One remark by the way:
T.affine() is the 3x3 affine part of the above 4x4 matrix (it
represents the rotation + scale + shear)

I didn't realize that this method was called affine(). Why? To me, the whole 4x4 matrix is an affine transformation (which means linear transformation combined with translation) and the topleft 3x3 block is the _linear_ part. So, how about renaming affine() to linear() ?

Quoting Gael Guennebaud <gael.guennebaud@xxxxxxxxx>:
Anyway, this let me though Transform could be slightly improved by
adding the following explicit shortcuts:

Vector3 transformPoint(Vector3) const;
Vector3 transformVector(Vector3) const;
Vector3 transformDifferentialVector(Vector3) const;
Matrix3 normalMatrix() const;

I'm not sure about transformDifferentialVector because it is very slow
if you transform more than a single vector.
normalMatrix() would returns the transformation matrix you have to use
to transform your normals.

IMHO this goes too far in the way of letting people rely on Eigen without understanding the math.

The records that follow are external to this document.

PR #1310, opened 2026-02-18
Added support in the glTF codegen to force optional props as required

weegeekps:
With the new `KHR_gaussian_splatting` specification we're recommending that writers include the optional values `projection` and `sortingMethod` for maximum interoperability. Both of these values are marked optional because they can be ignored by renderers in some cases, but we should follow this advice despite not using them ourselves.

This PR adds support so we can mark optional props as required in the code generator configuration file. It also includes an updated `ModelJsonWriter.cpp` with this already applied for `KHR_gaussian_splatting`.

### DIFF
--- a/tools/generate-classes/generate.js
+++ b/tools/generate-classes/generate.js
@@ -51,19 +51,19 @@ function generate(options, schema, writers) {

transformPoint is just operator* right? so let's keep just operator*.
transformVector is .affine().operator* right? again let's rename it to ..linear().operator* if you agree, and IMHO it's good to make users call it that way. transformDifferentialVector and normalMatrix: if we wanted such shortcuts the first problem would be to find appropriate names: very hard! Then I don't think that's really needed.



On Thu, Aug 21, 2008 at 6:22 AM, Thomas Vaughan <tevaughan@xxxxxxxxx> wrote:
On Wed, Aug 20, 2008 at 9:31 PM, Benoît Jacob <jacob@xxxxxxxxxxxxxxx>

Thanks for the kind words!

You're welcome!

For example, Transform3f is actually a 4x4 matrix and can represent
any affine transformation on 3-space. You can multiply a Transform3f
with a Vector3f.

Hmm.  This seems a bit unfortunate.  In my naive imagination, although
each of a Vector and a Point should have three components internally,

 - Applying a Transform to a Vector should give only a rotation, whereas
  applying the same Transform to a Point should give both a rotation
  and a translation,

 - The binary subtraction operator between two Points should return the
  displacement Vector from one point to the other.

 - The binary addition operator between a Point and a Vector should
  return the Point at the head of the Vector when its tail rests at the
  Point operand.

 - Most ordinary matrix stuff should work for a Vector, but only a few
  things, like those above, and individual coordinate access, should
  work for a Point.

I've noticed that some nasty bugs can happen in application code because
there is no proper distinction enforced between a Point and a Vector.
For example, I've made the mistake of accidentally transforming point
coordinates as though they were vector components.  If a quantity were
declared as a Point, then it would be nice by C++ typing to have the
compiler warn the programmer that he is trying to treat something as
though it were a Vector when it is really a Point.  Alternatively it
would be nice for the compiler just to do the appropriate thing
automatically in the case of a coordinate transformation.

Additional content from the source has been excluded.